É possível que entre esses personagens míticos, tem existido autores reais que contribuíram para a transmissão do conheimento médico historicamente acumulado na Índia. Um dos exemplos é o personagem semi-divino Atreya, que é contado em várias lendas, hora como médico hora como cirurgião. Talvez tenham existido vários Atréia que se destacaram como médicos ao longo de milhares de anos.

O médico Sushruta, o úlimo da cadeia da origem mítica da medicina da Índia antiga escreveu o Sushrutasamhita ou o manual médico de Sushiuta. Este tratado de medicina, com um pouco mais de 900 páginas na edição moderna é conhecida como Corpos Sushiuta, a exemplo do corpos Hipocráticos  da medicina grega.

Provavelmente o Sushrutasamhita já estava elaborado nos últimos séculos antes de cristo. Ele está dividido em seis livros que trata da clínica, cirurgia, higiene pessoal e coletiva, banhos, massagens patologia, dieta, exercícios e gravidez. Aborda os tratamentos descrevendo minuciosamente as plantas com as respectivas modalidades de preparo.

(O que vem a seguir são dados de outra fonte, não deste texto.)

PR #5334, opened 2021-01-02
Asking before adding duplicated videos to the playlist

ahmad-abdelbaset:
#### What is it?
- [ ] Bugfix (user facing)
- [X] Feature (user facing)

- record videos

image

#### Due diligence

### DIFF
--- a/app/src/main/java/org/schabi/newpipe/local/dialog/PlaylistAppendDialog.java
+++ b/app/src/main/java/org/schabi/newpipe/local/dialog/PlaylistAppendDialog.java
@@ -1,10 +1,13 @@
 package org.schabi.newpipe.local.dialog;
 
+import android.app.Dialog;
 import android.content.Context;
+import android.content.res.Resources;
 import android.os.Bundle;
 import android.view.LayoutInflater;
 import android.view.View;
 import android.view.ViewGroup;
+import android.widget.TextView;
 import android.widget.Toast;
 
 import androidx.annotation.NonNull;
@@ -16,6 +19,7 @@ import org.schabi.newpipe.NewPipeDatabase;
 import org.schabi.newpipe.R;
 import org.schabi.newpipe.database.LocalItem;
 import org.schabi.newpipe.database.playlist.PlaylistMetadataEntry;
+import org.schabi.newpipe.database.playlist.PlaylistStreamEntry;
 import org.schabi.newpipe.database.stream.model.StreamEntity;
 import org.schabi.newpipe.extractor.stream.StreamInfo;
 import org.schabi.newpipe.extractor.stream.StreamInfoItem;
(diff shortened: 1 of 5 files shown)


app/src/main/java/org/schabi/newpipe/local/dialog/PlaylistAppendDialog.java
```diff
@@ -179,10 +183,69 @@ private void onPlaylistSelected(@NonNull final LocalPlaylistManager manager,
...
+        final long playListId = playlist.uid;
+        int duplicate = 0;
+
+        /*get all playlist videos*/
+        final List<PlaylistStreamEntry> entries = manager.getPlaylistStreams(playListId)
+                .firstElement()
+                .blockingGet();
+
+        /*count how many duplicate videos are there*/
+        for (final PlaylistStreamEntry entry : entries) {
```
XiangRongLin, line 197: This would seem to get very slow if the playlist grows. Instead you should use a specific DB query which can make use of indexes&co

app/src/main/java/org/schabi/newpipe/local/dialog/PlaylistAppendDialog.java
```diff
@@ -179,10 +183,69 @@ private void onPlaylistSelected(@NonNull final LocalPlaylistManager manager,
...
+            if (
+                    entry.getStreamEntity().getUrl().equals(videoToAdd.getUrl())
+                            && entry.getStreamEntity().getTitle().equals(videoToAdd.getTitle())
```
XiangRongLin, line 200: I would compare the stream UID which is also indexed

XiangRongLin (changes requested):
Please don't add the logic for the duplicate check to the dialog, only UI stuff should be done here. Instead add it to the manager like `manager.appendToPlaylist(playlist.uid, streams)` is in the manager.

app/src/main/java/org/schabi/newpipe/local/dialog/PlaylistAppendDialog.java
```diff
@@ -179,10 +183,69 @@ private void onPlaylistSelected(@NonNull final LocalPlaylistManager manager,
                     .subscribe(ignored -> successToast.show()));
         }
 
-        playlistDisposables.add(manager.appendToPlaylist(playlist.uid, streams)
-                .observeOn(AndroidSchedulers.mainThread())
-                .subscribe(ignored -> successToast.show()));
+        /*Check if video had already added to this playlist*/
+        final StreamEntity videoToAdd = streams.get(0); //the first video is the target video to add
```
TobiGr, line 187: Please format all your comments like this with a space between the comments symbols and the comment to increase readability:
```suggestion
        /* Check if video had already added to this playlist */
        final StreamEntity videoToAdd = streams.get(0); // the first video is the target video to add
```

TobiGr (changes requested):
Thank you

app/src/main/res/values/strings.xml
```diff
@@ -692,4 +692,8 @@
     <string name="show_thumbnail_title">Show thumbnail</string>
     <string name="show_thumbnail_summary">Use thumbnail for both lock screen background and notifications</string>
     <string name="recent">Recent</string>
+    <string name="duplicate_video_in_playlist_title">Duplicated Video Found</string>
+    <string name="duplicate_video_in_playlist_description">This video had already added to this playlist %d times before, Do you want to add it one more time?</string>
+    <string name="yes_add_video">Yes</string>
+    <string name="dont_add_video">No</string>
```
TobiGr, line 698: please rename the strings to use `stream` instead of `video`, because services like SoundCloud do not have videos.

app/src/main/res/values/strings.xml
```diff
@@ -692,4 +692,8 @@
     <string name="show_thumbnail_title">Show thumbnail</string>
     <string name="show_thumbnail_summary">Use thumbnail for both lock screen background and notifications</string>
     <string name="recent">Recent</string>
+    <string name="duplicate_video_in_playlist_title">Duplicated Video Found</string>
+    <string name="duplicate_video_in_playlist_description">This video had already added to this playlist %d times before, Do you want to add it one more time?</string>
```
TobiGr, line 696: I suggest something like the string below. However, we need to keep in kind that `%d` can be 1+, thus some kind of `plurals` should be used to handle the different.
```suggestion
    <string name="duplicate_stream_in_playlist_description">The playlist contains this stream already %d time(s).\nDo you want to add it one more time?</string>
```

TobiGr (changes requested):
Hit the "submit review" button accidentally...

app/src/main/java/org/schabi/newpipe/local/dialog/PlaylistAppendDialog.java
Stypox: Why not just //?

app/src/main/res/values/strings.xml
Stypox: Don't we already have some Yes/No in strings?

ahmad-abdelbaset:
Thanks all, i will check your feedback

app/src/main/res/values/strings.xml
Redirion: Android has global yes and no. android.R.yes

SameenAhnaf:
@ahmad-abdelbaset It has been over a year. 🙂

opusforlife2:
Closing for now. Please leave a comment if you wish to resume working on this.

O segundo grande tratado médico da Índia antiga é o atribuído a Caraka. De data posterior ao de Sushruta é muito semelhante a este excetuando a pouca importância que dá a cirurgia como forma de tratamento das doenças.

É provável que tenha existido influência da medicina grega sobre alguns aspectos da medicina da índia antiga e vice-versa. Um dos exemplos da confluência dos conceitos que existiu entre as duas medicinas é referência ao vento nas obras de Sushruta, Caraka e as da Escola de Cós. A semelhança dos conceitos é muito grande para ser somente uma mera coincidência. No livro  dos ventos água e regiões atribuído a vários autores e escrito em torno do século IV antes de cristo na Grécia, existem passagens que existem praticamente iguais aos do livro indiano.

 

o juramento que era feito pelos iniciados na medicina da Índia antiga guarda uma semelhança muito grande com o sermão atribuído a Hipócrates, que também era jurado pelos iniciantes da Escola de Cós. Os pontos doutrinários de ambos os juramentos são basecamente os mesmos, a dedicação plena a necessidade de curar a origem divina da medicina, o postura de resiatência frente as tentações do sexo com os pacientes de ambos os sexos, a manutenção do segredo profissional e a obediência às normas sociais.

A presença dos gregos na porta da Índia está bem documentada a partir do século VI antes de Cristo quando, soube o reinado de Dario, foi fundada a cidade de Barce (Herôndotos, IV, 204) por gregos da religião de Cirenaica. Nesta área já florecia o importante núcleo de conhecimentos médicos, que podem ter sidos levados para a índia e que teriam dado início as trocas de conhecimento médico entre as duas populações. Por outro lado, já existia uma rota comercial entre a Índia e a grécia, descrita por Estrabão e plíneo, que pode ter contribuído nio conhecimento médico dos indianos e gregos.

A busca da comprovação da relação entre a antiga medicina da Índia e da Grécia é muito importante para que se compreenda na atualidade os conceitos médicos que influenciaram no entendimento do binômio saúde-doença naquela sociedade escravista. Ajuda também na compreensão do porque da semelhança dos conceitos contidos no Corpos Hipocráticos e no corpos Sanshruda, além da influência que ambos ainda hoje determinam na memória coletiva dos povos ocidentais.